• **Brief**: Within the data, how many lines hold the word "latest"? Answer with nothing but the number.
□ □ □ □
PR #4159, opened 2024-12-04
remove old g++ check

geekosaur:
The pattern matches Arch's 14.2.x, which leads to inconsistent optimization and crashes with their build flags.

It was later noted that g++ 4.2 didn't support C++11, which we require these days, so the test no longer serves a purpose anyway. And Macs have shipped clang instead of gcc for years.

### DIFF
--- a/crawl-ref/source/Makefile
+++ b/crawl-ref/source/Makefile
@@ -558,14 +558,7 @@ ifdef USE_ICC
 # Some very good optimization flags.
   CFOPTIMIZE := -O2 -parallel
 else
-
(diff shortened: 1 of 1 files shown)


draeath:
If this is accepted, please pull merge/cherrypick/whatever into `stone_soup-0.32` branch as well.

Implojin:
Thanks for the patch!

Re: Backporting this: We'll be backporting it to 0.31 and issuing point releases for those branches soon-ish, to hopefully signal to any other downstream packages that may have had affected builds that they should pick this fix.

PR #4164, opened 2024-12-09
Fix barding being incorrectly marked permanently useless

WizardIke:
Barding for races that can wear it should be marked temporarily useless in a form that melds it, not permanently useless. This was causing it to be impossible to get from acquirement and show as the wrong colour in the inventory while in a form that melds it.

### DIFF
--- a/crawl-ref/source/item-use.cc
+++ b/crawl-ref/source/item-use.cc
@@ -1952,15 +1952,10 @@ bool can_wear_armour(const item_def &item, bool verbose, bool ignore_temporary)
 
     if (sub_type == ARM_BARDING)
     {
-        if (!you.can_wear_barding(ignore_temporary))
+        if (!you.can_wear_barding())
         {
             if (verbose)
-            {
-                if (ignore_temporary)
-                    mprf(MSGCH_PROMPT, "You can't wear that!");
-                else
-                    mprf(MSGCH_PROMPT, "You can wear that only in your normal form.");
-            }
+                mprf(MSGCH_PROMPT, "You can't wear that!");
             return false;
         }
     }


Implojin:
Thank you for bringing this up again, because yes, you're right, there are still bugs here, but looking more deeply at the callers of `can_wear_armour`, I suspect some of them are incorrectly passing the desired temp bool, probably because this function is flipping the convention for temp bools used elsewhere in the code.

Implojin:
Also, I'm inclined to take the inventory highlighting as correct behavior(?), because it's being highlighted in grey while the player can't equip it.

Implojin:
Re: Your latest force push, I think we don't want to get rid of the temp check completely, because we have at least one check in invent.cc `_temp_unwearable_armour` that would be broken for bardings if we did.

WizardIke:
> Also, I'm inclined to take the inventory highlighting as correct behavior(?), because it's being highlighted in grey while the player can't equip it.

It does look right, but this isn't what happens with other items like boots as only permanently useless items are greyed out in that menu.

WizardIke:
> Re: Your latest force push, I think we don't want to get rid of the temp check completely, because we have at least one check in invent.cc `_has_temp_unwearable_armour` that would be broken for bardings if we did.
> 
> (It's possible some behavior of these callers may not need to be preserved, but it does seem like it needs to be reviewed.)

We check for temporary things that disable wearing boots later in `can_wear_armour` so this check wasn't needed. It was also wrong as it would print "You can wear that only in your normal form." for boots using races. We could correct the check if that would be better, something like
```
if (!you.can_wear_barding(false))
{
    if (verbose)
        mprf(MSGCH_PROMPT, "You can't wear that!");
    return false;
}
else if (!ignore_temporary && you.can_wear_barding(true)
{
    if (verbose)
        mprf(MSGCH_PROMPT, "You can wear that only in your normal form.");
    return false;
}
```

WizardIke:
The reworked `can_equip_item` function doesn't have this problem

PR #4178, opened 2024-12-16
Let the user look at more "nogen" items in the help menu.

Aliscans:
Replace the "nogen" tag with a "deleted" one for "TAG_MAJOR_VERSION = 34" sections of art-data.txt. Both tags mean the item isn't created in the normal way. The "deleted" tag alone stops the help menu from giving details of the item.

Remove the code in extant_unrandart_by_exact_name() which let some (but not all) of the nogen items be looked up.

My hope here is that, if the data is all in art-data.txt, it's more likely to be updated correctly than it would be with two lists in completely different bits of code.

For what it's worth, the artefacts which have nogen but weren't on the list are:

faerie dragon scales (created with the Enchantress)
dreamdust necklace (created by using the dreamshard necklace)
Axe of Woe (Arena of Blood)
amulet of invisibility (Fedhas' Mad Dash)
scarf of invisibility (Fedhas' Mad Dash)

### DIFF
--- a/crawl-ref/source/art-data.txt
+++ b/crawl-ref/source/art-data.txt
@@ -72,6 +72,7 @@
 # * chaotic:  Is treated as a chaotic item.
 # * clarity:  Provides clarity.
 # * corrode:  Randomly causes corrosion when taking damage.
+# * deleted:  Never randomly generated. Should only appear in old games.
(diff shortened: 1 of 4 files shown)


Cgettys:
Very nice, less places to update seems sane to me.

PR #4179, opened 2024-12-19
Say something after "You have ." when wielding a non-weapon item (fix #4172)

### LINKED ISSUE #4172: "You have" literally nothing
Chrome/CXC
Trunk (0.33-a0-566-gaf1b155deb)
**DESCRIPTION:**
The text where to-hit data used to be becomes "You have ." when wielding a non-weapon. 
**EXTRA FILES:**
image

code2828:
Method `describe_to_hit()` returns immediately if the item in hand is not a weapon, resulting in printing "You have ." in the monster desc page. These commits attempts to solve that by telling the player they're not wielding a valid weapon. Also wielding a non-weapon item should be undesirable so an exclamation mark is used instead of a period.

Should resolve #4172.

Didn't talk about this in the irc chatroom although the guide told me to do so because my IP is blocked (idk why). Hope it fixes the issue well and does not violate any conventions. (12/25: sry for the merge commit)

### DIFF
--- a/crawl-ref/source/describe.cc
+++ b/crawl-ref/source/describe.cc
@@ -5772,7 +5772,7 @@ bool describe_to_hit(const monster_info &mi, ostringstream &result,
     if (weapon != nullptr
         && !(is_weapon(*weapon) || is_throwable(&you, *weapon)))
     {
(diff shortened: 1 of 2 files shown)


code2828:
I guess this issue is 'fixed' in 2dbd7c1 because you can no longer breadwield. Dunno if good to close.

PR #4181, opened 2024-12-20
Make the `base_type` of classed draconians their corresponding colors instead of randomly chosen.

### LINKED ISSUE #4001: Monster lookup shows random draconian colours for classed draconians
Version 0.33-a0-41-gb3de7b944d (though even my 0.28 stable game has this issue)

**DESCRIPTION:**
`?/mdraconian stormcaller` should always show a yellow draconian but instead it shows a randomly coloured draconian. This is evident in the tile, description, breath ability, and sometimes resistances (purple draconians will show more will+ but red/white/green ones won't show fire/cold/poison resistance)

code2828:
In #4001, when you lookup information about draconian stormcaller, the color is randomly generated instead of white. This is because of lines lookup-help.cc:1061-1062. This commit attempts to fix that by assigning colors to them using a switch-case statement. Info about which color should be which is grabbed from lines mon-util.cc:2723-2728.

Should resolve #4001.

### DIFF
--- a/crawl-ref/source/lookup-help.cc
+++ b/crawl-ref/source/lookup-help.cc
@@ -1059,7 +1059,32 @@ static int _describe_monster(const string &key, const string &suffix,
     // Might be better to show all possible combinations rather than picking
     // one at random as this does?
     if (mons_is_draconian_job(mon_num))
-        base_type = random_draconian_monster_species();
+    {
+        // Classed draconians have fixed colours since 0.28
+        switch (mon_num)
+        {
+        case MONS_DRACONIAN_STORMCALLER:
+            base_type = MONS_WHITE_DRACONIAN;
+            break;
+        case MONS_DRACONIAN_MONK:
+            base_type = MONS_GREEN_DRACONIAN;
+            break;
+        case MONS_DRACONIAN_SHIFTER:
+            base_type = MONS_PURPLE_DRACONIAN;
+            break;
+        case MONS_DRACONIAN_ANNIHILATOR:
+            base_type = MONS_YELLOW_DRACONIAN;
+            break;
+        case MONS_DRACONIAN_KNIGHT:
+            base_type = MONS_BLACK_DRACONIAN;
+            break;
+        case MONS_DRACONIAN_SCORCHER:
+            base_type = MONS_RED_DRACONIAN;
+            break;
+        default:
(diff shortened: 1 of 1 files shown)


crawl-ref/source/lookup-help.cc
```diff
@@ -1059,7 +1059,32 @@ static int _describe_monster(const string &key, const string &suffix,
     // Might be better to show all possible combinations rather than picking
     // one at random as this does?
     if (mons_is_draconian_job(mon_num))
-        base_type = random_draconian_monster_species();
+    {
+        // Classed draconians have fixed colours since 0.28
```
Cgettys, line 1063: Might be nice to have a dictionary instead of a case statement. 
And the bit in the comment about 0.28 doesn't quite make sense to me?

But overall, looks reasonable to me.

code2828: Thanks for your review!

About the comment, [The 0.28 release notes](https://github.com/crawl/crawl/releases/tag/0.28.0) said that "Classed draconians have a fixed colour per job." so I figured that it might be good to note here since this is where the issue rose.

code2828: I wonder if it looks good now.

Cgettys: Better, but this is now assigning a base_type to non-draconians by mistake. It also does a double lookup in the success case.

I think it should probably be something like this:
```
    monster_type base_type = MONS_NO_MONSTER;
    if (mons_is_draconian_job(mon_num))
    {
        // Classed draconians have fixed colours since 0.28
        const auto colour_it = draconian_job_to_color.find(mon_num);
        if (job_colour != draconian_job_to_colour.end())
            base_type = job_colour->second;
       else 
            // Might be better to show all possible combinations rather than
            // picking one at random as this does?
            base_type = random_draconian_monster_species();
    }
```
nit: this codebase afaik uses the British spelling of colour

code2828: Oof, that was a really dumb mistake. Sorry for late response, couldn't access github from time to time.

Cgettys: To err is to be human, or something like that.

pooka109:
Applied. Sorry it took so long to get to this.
□ □ □ □
• **Response to the exercise**: 2